Haskell monadic parser with anamorphisms

My problem is how to combine the recursive, F-algebra-style recursive type definitions, with monadic/applicative-style parsers, in way that would scale to a realistic programming language.
I have just started with the Expr definition below:
data ExprF a = Plus a a |
Val Integer deriving (Functor,Show)
data Rec f = In (f (Rec f))
type Expr = Rec ExprF
and I am trying to combine it with a parser which uses anamorphisms:
ana :: Functor f => (a -> f a) -> a -> Rec f
ana psi x = In $ fmap (ana psi) (psi x)
parser = ana psi
where psi :: String -> ExprF String
psi = ???
as far as I could understand, in my example, psi should either parse just an integer, or it should decide that the string is a <expr> + <expr> and then (by recursively calling fmap (ana psi)), it should parse the left-hand side and the right-hand side expressions.
However, (monadic/applicative) parsers don't work like that:
they first attempt parsing the left-hand expression,
the +,
and the right-hand expression
One solution that I see, is to change the type definition for Plus a a to Plus Integer a, such that it reflects the parsing process, however this doesn't seem like the best avenue.

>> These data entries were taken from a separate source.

PR #790, opened 2018-08-07
Fix config being silently ignored in babel-plugin

danielberndt:
Hi there, I just created a failing test case for you to inspect. 

The babel plugin seems to ignore the second parameter of `styled` if it's not an object but a reference to an object.

The code below works as expected when not using the babel-plugin, but when the babel-plugin is applied, the `cfg` seems to get ignored.

```jsx
const Button = ({ isRed, ...rest }) => (
  <button {...rest}>{isRed ? 'passed' : 'not passed'}</button>
)
const StyledButton1 = styled(Button, {shouldForwardProp: p => p !== 'isRed'})({})
<StyledButton2 isRed /> // -> isRed is not forwarded, as expected

const cfg = { shouldForwardProp: p => p !== 'isRed' }
const StyledButton2 = styled(Button, cfg)({})
<StyledButton2 isRed /> // -> isRed gets forwarded!
```

### DIFF
--- a/packages/babel-plugin-emotion/__tests__/__snapshots__/styled.js.snap
+++ b/packages/babel-plugin-emotion/__tests__/__snapshots__/styled.js.snap
@@ -175,34 +175,55 @@ styled(
   window.whatever
 )\`\`
 
+const cfg = { shouldForwardProp: window.whatever }
+styled('button', cfg)({})
+
 
       ↓ ↓ ↓ ↓ ↓ ↓
 
 import _styled from \\"@emotion/styled-base\\";
 
+function _extends() { _extends = Object.assign || function (target) { for (var i = 1; i < arguments.length; i++) { var source = arguments[i]; for (var key in source) { if (Object.prototype.hasOwnProperty.call(source, key)) { target[key] = source[key]; } } } return target; }; return _extends.apply(this, arguments); }
+
 /*#__PURE__*/
 _styled('div', {
   shouldForwardProp: window.whatever,
   target: \\"ek6pnb20\\"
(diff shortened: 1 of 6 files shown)


Andarist:
I guess the problem is that the babel plugin needs to extend the used config but it's not obvious how to do that - maybe we could reuse babel's `extend` helper? 🤔

danielberndt:
Another option I'd also be fine with would be to just bail and let the user know that this construct is not supported, or simply not apply any babel transforms to such `styled` calls.
I'm not really too experienced with babel transforms to know what's possible.

danielberndt:
Ah I just found this piece:
https://github.com/emotion-js/emotion/blob/bb99600fcfecbd1d381cdc558d885732142c3112/packages/babel-plugin-emotion/src/index.js#L198-L201

So you are warning about this behaviour, but this warning is nowhere to be seen in my dev environment. (I'm using `create-react-app` with `react-app-rewire-emotion`)

danielberndt:
Alright. I think I just found a way to make it work. Instead of ignoring non-object options, I spread them onto the finalOptions.
So based on the code sample above, the transformed code will look something like this:

```
const cfg = { shouldForwardProp: p => p !== 'isRed' }
const StyledButton = styled(Button, {
  ...cfg,
  target: "e8nbyc50"
})()
```

Is this an approach you're happy with? If so, what would I need to do in order to make it shippable?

Any suggestions (or reading directions) would be welcome!
If you need a monadic parser, you need a monad in your unfold:
anaM :: (Traversable f, Monad m) => (a -> m (f a)) -> a -> m (Rec f)
anaM psiM x = In <$> (psiM x >>= traverse (anaM psiM))
Then you can write something that parses just one level of an ExprF like this:
parseNum :: Parser Integer
parseNum = -- ...
char :: Char -> Parser Char
char c = -- ...
parseExprF :: Maybe Integer -> Parser (ExprF (Maybe Integer))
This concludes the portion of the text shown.